Trotzdem bin ich laut diesem Gewichtsblatt in Summe zu schwer für das Rad und das einzige Problem, dass ich nach 1000km hatte, ist ein unglücklicher Sturz, weil sich mein Schuh bei der Ferse mit dem Schlauch von der Schaltung verheddert hat, was passiert ist, weil die kleine Gummihalterung weggegangen ist  und ich kurz erschrocken bin
Kabelbinder und Probleme Adieu


----------



## anneherz (14. Mai 2019)

Mir ist als das Rad vor 2 Jahren neu war,2x das Schaltauge gerissen........ohne ersichtlichen Grund
Kette gefressen usw,hatte echt Glück das ich nicht schneller unterwegs war.
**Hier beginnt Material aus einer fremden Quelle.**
PR #3052, opened 2025-04-17
[AC-3395] Support aria attributes as alternative to label in ListItemGroup

cecisousa:
Addresses [AC-3395](https://sumupteam.atlassian.net/browse/AC-3395)

## Purpose
- Support aria attributes as alternative to the `label`prop in `ListItemGroup` component.
- OBS.: This implementation was previously discussed in [this Slack thread](https://sumup.slack.com/archives/CURHLN94K/p1744713684922149) as a way to fix an existing accessibility issue on the Onboarding domain (within `ze-dashboard` application).

## Approach and changes
- Change the `label` prop of `ListItemGroup` component to be optional
- When throwing `AccessibilityError`, check if the component `isSufficientlyLabelled` (taking into account not only if there is a label, but attributes as well)
- Update `ListItemGroup` component logic to conditionally render the label only if passed as props
- Add unit tests to cover two more uses cases: 
  - (1) Ensure we still render the list if there is no label (but with some aria attribute)
  - (2) Throw an accessibility error if there is no aria attribute or label 
- Generate `changeset` (patch)
- Update `package-lock.json` file

## Definition of done

* [ ] Development completed
* [ ] Reviewers assigned

### DIFF
--- a/.changeset/clever-icons-change.md
+++ b/.changeset/clever-icons-change.md
@@ -1,0 +1,5 @@
+---
+"@sumup-oss/circuit-ui": patch
+---
+
+Changed the `label` prop of ListItemGroup component to be optional to allow providing context via aria attributes.
--- a/.changeset/clever-icons-change.md
+++ b/.changeset/clever-icons-change.md
@@ -2,4 +2,4 @@
 "@sumup-oss/circuit-ui": patch
 ---
 
-Changed the `label` prop of ListItemGroup component to be optional to allow providing context via aria attributes.
+Allowed more flexibility on the accessibility requirements of the ListItemGroup component by making the `label` prop optional and accepting `aria-label` or `aria-labelledby` attributes as alternatives to provide context.
--- a/packages/circuit-ui/components/ListItemGroup/ListItemGroup.spec.tsx
+++ b/packages/circuit-ui/components/ListItemGroup/ListItemGroup.spec.tsx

Nach diesen 2x wurde mir kulanterweise das Bike vom Händler umgetauscht.
Von Cube selber hätte ich kein neues bekommen.
Ist mein erstes und letztes Cube.


----------



## Hammer-Ali (14. Mai 2019)

anneherz schrieb:


> Mir ist als das Rad vor 2 Jahren neu war,2x das Schaltauge gerissen........ohne ersichtlichen Grund
> Kette gefressen usw,hatte echt Glück das ich nicht schneller unterwegs war.
> 
> Nach diesen 2x wurde mir kulanterweise das Bike vom Händler umgetauscht.
> ...


Scheint mir eher wer die Schaltung mies eingestellt zu haben, denn daß das Fahrrad grundsätzlich ne miese Krücke ist von der man sich schnellstmöglich trennen sollte


----------



## Gurkenhobel (14. Mai 2019)

Wir haben auch drei Cube Räder in der Familie und keines davon macht Probleme. Bin schon jahrelang Fan der Marke. Habe mittlerweile das 3. Rad von Cube. Meine Frau und Tochter sind damit auch glücklich.


----------



## Zerzal (14. Mai 2019)

Klar, wenn das Schaltauge bricht, muss es sich einfach um ein absolutes grotenschlechtes Bike handeln. 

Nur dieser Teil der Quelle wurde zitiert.